In 2014, before the state rolled out its new school rating system, four officials with the state Department of Education briefed the AJC education staff on the nuances of the College and Career Ready Performance Index.

It's a shame they couldn’t make house calls as I think many parents still don’t get CCRPI, which replaced the overly simplistic Adequate Yearly Progress or AYP ratings. DOE plans to release the latest set of school grades Thursday.

My question: Are parents focused at all on these state grades?

The CCRPI grades schools on a 1 to 100 score, which is seen as more parent friendly than AYP. The notion is that parents understand what a 100 is on a test, so they can easily grasp that a 65 is a problem and a 91 is a plus.

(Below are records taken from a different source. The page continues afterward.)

PR #2834, opened 2024-11-23
Mute state improvements including muting if skipLobby=true in SPA

hughns:
If skipLobby=true then always default to muted.
Use the mute states from the config file.
Refactor logic so that defaults are handled by useMuteStates().
Test cases.


docs/url-params.md
```diff
@@ -56,7 +56,7 @@ There are two formats for Element Call urls.
...
-| `skipLobby`               | `true` or `false`                                                                                    | No, defaults to `false` | No, defaults to `false` | Skips the lobby to join a call directly, can be combined with preload in widget.                                                                                                                                                                                                                                                                                                                    |
+| `skipLobby`               | `true` or `false`                                                                                    | No, defaults to `false` | No, defaults to `false` | Skips the lobby to join a call directly, can be combined with preload in widget. When `true` the audio and video inputs will be muted by default.                                                                                                                                                                                                                                                   |
```
toger5: Can we mention here:
Just so we immediately see this once we tackle unmuted DM call starts.
And whoever works on this does not get confused/stuck
```suggestion
| `skipLobby`               | `true` or `false`                                                                                    | No, defaults to `false` | No, defaults to `false` | Skips the lobby to join a call directly, can be combined with preload in widget. When `true` the audio and video inputs will be muted by default. (This means there currently is no way to start without muted video if one wants to skip the lobby. Also not in widget mode.)                                                                                                                                                                                                                                             |
```

src/room/GroupCallView.tsx
```diff
@@ -135,44 +135,41 @@ export const GroupCallView: FC<Props> = ({
...
+    }: JoinCallData): Promise<void> => {
       // XXX: I think this is broken currently - LiveKit *won't* request
       // permissions and give you device names unless you specify a kind, but
       // here we want all kinds of devices. This needs a fix in livekit-client
       // for the following name-matching logic to do anything useful.
       const devices = await Room.getLocalDevices(undefined, true);
-      const { audioInput, videoInput } = requestedDeviceData;
-      if (audioInput === null) {
-        latestMuteStates.current!.audio.setEnabled?.(false);
-      } else {
```
toger5, line 149: Why can we remove this call?
Do we know the default is false anyways in this situation.

I feel like the ref pointer here might also deserve a comment while we are at it:
```
  const latestMuteStates = useRef<MuteStates>();
  latestMuteStates.current = muteStates;
```

Explaining what is stored in latestMuteStates and why we not use `muteStates` directly.

toger5 (approved):
This looks good (and is also a good catch)

The comments on the latestMuteState are optional so I will approve already

src/room/GroupCallView.tsx
hughns: I'm not sure we can remove it. We don't know that the default is false if the input isn't matched.

I've added a TODO note for the comment. I don't actually know why we are using a ref.

PR #2838, opened 2024-11-27
Use correct key for matrix rtc foci in code comment.

toger5:


hughns (approved):

toger5:
It makes sense why this ended up as a PR on the tile fix but was not my intention. sorry...

toger5:
thanks for still merging it! Not worth doing the effort of closing and opening another pr for this small/obvious fix.

PR #2846, opened 2024-11-28
 Mute state improvements including muting if skipLobby=true in SPA (Same as #2834)

toger5:


toger5:
This bypassed reviewing since it is the same as #2834. Which already was reviewed.
It was merged on a different branch however so we recreated this PR.

PR #2848, opened 2024-11-28
Allow join unmuted in widget mode

toger5:


hughns (changes requested):
Three things:

- the test doesn't pass
- I think there is a simpler way to do this just at the UrlParams level
- the documentation update is missing.

As I am off today I will do a quick alternative PR.

src/room/MuteStates.ts
```diff
@@ -74,13 +74,14 @@ export function useMuteStates(): MuteStates {
   const devices = useMediaDevices();
 
   const { skipLobby } = useUrlParams();
-
+  // In SPA without lobby we need to protect from unmuted joins (Privacy).
+  const allowStartUnmuted = !skipLobby || widget !== null;
```
hughns:
```suggestion
  const allowStartUnmuted = !skipLobby || !!widget;
```

hughns:
Actually, I've run out of time to do something today. What I noticed was that the URL parameters were not being parsed from the mocked router URL.

toger5:
Thanks for the finding about the router URL.
The tests work locally lets see what i have setup differently!

src/room/MuteStates.ts
```diff
@@ -75,7 +75,7 @@ export function useMuteStates(): MuteStates {
 
   const { skipLobby } = useUrlParams();
   // In SPA without lobby we need to protect from unmuted joins (Privacy).
-  const allowStartUnmuted = !skipLobby || !!widget;
+  const allowStartUnmuted = !skipLobby || !widget;
```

The scores are supposed to show which schools need intervention and guidance from the state, and provide parents insights into the quality of the teaching and administration at each school.

While parents understand that 95 is better an 85, I'm not sure parents understand the other factors that determine a school's final grade. An obvious and familiar consideration is how well students perform on the Georgia Milestones tests. But "progresss" also counts. Even low scores, if they are higher than previous years and higher than what similar students elsewhere attained, can raise a school's standing. Schools also are graded on whether they narrow the achievement gap. And they earn extra points for the number of students who take AP classes.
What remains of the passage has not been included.